Es necesario más músculo para aumentar su metabolismo y quemar la grasa que cubre su paquete de seis. En el frente de la nutrición, esto significa que el consumo de proteínas con regularidad. Debido a que el cuerpo no tiene ninguna manera de almacenar proteínas, que necesita un suministro regular para mantener sus músculos bien abastecido. El consumo de comidas pequeñas pero frecuentes siempre me ha mantenido más muscular. El protocolo que ha funcionado mejor para 90% de mis clientes es tener cinco comidas de alimentos integrales y un batido de proteínas por día. Si su dieta exige 200 gramos de proteína en un día (un buen objetivo para un hombre de 200 libras), Aconsejo consumir cinco a seis comidas con 30-50 gramos de proteína en cada.

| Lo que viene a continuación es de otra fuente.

PR #2121, opened 2016-09-15
issue-2108 [protoc/Java] Excessive copying on buildPartial()

mazurkin:
Pull request for issue-2108: https://github.com/google/protobuf/issues/2108

The build() method call time is too high if a bean has too many fields and only some of these fields are set. 

The reason of that because filed copying are outside bit check condition which differs from merge() method which is reverse for build().

I see no any reason why someone really wants uninitialized fields to be copied on build()

### DIFF
--- a/src/google/protobuf/compiler/java/java_enum_field.cc
+++ b/src/google/protobuf/compiler/java/java_enum_field.cc
@@ -292,11 +292,15 @@ GenerateBuildingCode(io::Printer* printer) const {
   if (SupportFieldPresence(descriptor_->file())) {
     printer->Print(variables_,
       "if ($get_has_field_bit_from_local$) {\n"
+      "  result.$name$_ = $name$_;\n"
       "  $set_has_field_bit_to_local$;\n"
+      "} else {\n"
+      "  result.$name$_ = $default_number$;\n"
       "}\n");
+  } else {
+    printer->Print(variables_,
+      "result.$name$_ = $name$_;\n");
   }
-  printer->Print(variables_,
-    "result.$name$_ = $name$_;\n");
 }
 
 void ImmutableEnumFieldGenerator::
--- a/src/google/protobuf/compiler/java/java_lazy_message_field.cc
+++ b/src/google/protobuf/compiler/java/java_lazy_message_field.cc
@@ -233,12 +233,9 @@ void ImmutableLazyMessageFieldGenerator::
 GenerateBuildingCode(io::Printer* printer) const {
   printer->Print(variables_,
       "if ($get_has_field_bit_from_local$) {\n"
+      "  result.$name$_.set($name$_);\n"
       "  $set_has_field_bit_to_local$;\n"
       "}\n");
-
-  printer->Print(variables_,
-      "result.$name$_.set(\n"
-      "    $name$_);\n");
 }
 
 void ImmutableLazyMessageFieldGenerator::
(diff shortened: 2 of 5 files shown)


mazurkin:
I signed it!

xfxyjwf:
ok to test

src/google/protobuf/compiler/java/java_enum_field.cc
```diff
@@ -292,11 +292,10 @@ GenerateBuildingCode(io::Printer* printer) const {
   if (SupportFieldPresence(descriptor_->file())) {
     printer->Print(variables_,
       "if ($get_has_field_bit_from_local$) {\n"
+      "  result.$name$_ = $name$_;\n"
       "  $set_has_field_bit_to_local$;\n"
       "}\n");
   }
-  printer->Print(variables_,
```
xfxyjwf: I think we need to keep this for the "!SupportFieldPresence" case.

xfxyjwf:
@mazurkin This pull request causes the Java unit tests to fail:
https://grpc-testing.appspot.com/job/protobuf_pull_request/531/testReport/junit/(root)/java_jdk7/java_jdk7/

Can you investigate and fix that?

mazurkin:
Yes, I'll try. I need some time to get used to. 

These test says: "These should all fail; instead they are corrupting data."
```
  for (String s : invalidStrings) {
      // TODO(dweis): These should all fail; instead they are corrupting data.
      CodedOutputStream.computeStringSizeNoTag(s);
      outputWithStream.writeStringNoTag(s);
      outputWithArray.writeStringNoTag(s);
      outputWithByteBuffer.writeStringNoTag(s);
    }
```

I even hasn't changed java_string_field.cc because there is a problem that Bean.Builder initializes string fields with "" statically but Bean doesn't

mazurkin:
The task is more complex than I expected. I didn't take into account default values. Even if default values are not set the 'string' and 'bytes' types have default values anyway: "" and ByteString.EMPTY. So all these cases should be properly handled to pass all the tests (your tests are great!)

I need some time to setup projects and research. I managed to run Java test locally.

But it seems it impossible to avoid excessive copying for 'string' and 'bytes' as some default values should be set in any case. It better to these to be nulls but I totally understand that's impossible without breaking compatibility.

mazurkin:
I have 24μs -> 12μs improvement in my synthetic test on build() call. Unfortunately copying of `string` and `bytes` can't be completely avoided in build() as they have implicit default values ("" and ByteString#EMPTY) even if explicit defaul values are not set.

src/google/protobuf/compiler/java/java_enum_field.cc
mazurkin: Fixed

mazurkin:
JMH benchmark is added to https://github.com/mazurkin/protobuf-test

```
# org.test.benchmarks.ProtoBenchmark

# Run complete. Total time: 00:10:03
Benchmark                                  Mode  Cnt   Score   Error  Units
ProtoBenchmark.serializeFixedFastProto     avgt       11.343          us/op
ProtoBenchmark.serializeJackson            avgt        6.747          us/op
ProtoBenchmark.serializeNanoProto          avgt        1.464          us/op
ProtoBenchmark.serializeProtoStaff         avgt        4.223          us/op
ProtoBenchmark.serializeUpstreamSlowProto  avgt       26.588          us/op
```

xfxyjwf:
@mazurkin Sorry for not following up for so long. I'm running our kokoro tests for this PR. Feel free to comment if you don't get a response after the tests finish.

dsilvasc:
@xfxyjwf  In which version was this released?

3. DETENER la reducción de calorías

El acto mismo de comer menos provoca una respuesta de estrés en el cuerpo que tomas hasta el cortisol, una hormona que estimula el hambre y las señales de almacenamiento de grasa. UN 2010 estudio publicado en Psychosomatic Medicine encontró que las mujeres que reducir las calorías para bajar de peso experimentaron un aumento de cortisol, incluso a través de otro grupo que simplemente rastreó sus calorías pero no reducirlos. Entonces, ¿cómo perder grasa? Por supuesto calorías tienen que reducirse, pero es la forma de percibir el corte que importa. Concéntrese en comer mejor sin la restricción de su consumo global. No pase hambre!también, algunos alimentos requieren más esfuerzo para digerir que otros. Se quema más calorías para digerir las proteínas que lo hace en carbohidratos alimentos.

4. INICIAR EL GREEN DAY

Un aspecto a menudo descuidado de abs es?obtener suficientes vegetales verdes. Tienen nutrientes esenciales que su cuerpo quiere asegurarse de que se pone, y si usted no proporciona la nutrición necesaria, usted va a encontrarse a hurgar en la masa en busca de ella. Para asegurarse de que está completamente cargado, hacer un jugo fresco repleto de vitaminas, minerales, y antioxidantes con un mínimo de calorías. Eso significa jugo de vegetales (no zumo de fruta, que está lleno de un montón de azúcar y no lo suficiente de la fibra de la fruta entera que ofrece). jugo verde es como una ensalada en un vaso (Sólo más sabroso, lo prometo). Esta receta es una de mis favoritas. Jugo de los ingredientes y vierta más de 1/3-taza de agua y la mitad de una taza de hielo:

1/2 taza de pepino

1/2 taza de apio

1/2 taza de espinaca

1 cucharadita de semillas de hinojo

1/2 manzana verde

Perejil y jengibre, probar

Además de proporcionar nutrición valiosa que puede ser capaz de obtener de los alimentos enteros durante el día, un jugo verde también puede actuar como un desintoxicante.

5. Hacer los ejercicios del AB TOUGH

Abdominales son músculos posturales, diseñado para mantener la columna vertebral segura cuando está fatigado. Eso significa que ellos no crecen tan rápida y dramáticamente en respuesta al ejercicio como muchos otros lo hacen los músculos, períodos de descanso tan corta y un alto volumen de trabajo son obligatorios para hacerlos crecer. Prueba el circuito de abajo en uno de sus entrenamientos semanales. Realizar cada ejercicio para 60 segundos, completar tantas repeticiones como sea posible. Descanso 15 segundos entre ejercicios y luego 60 segundos al final.

UN. Colgando elevación de la pierna

Colgar de una barra de pull-up y levante las piernas a la barra, manteniéndolos rectos. Controlar el descenso y tratar de reducir la velocidad más con el tiempo.

segundo. Pelota Suiza Crunch

Tomar cinco segundos para crujir el tronco hacia las caderas.

do. Ab rueda de Implantación

re. Declinar la torcedura de Rusia

Sentarse en un banco de declive y mantenga un peso con el brazo extendido. Giro a un lado y luego el otro.

Hacer dos rondas del circuito de la primera semana y añadir una ronda cada semana a partir de entonces hasta que esté realizando cinco veces en la semana 4.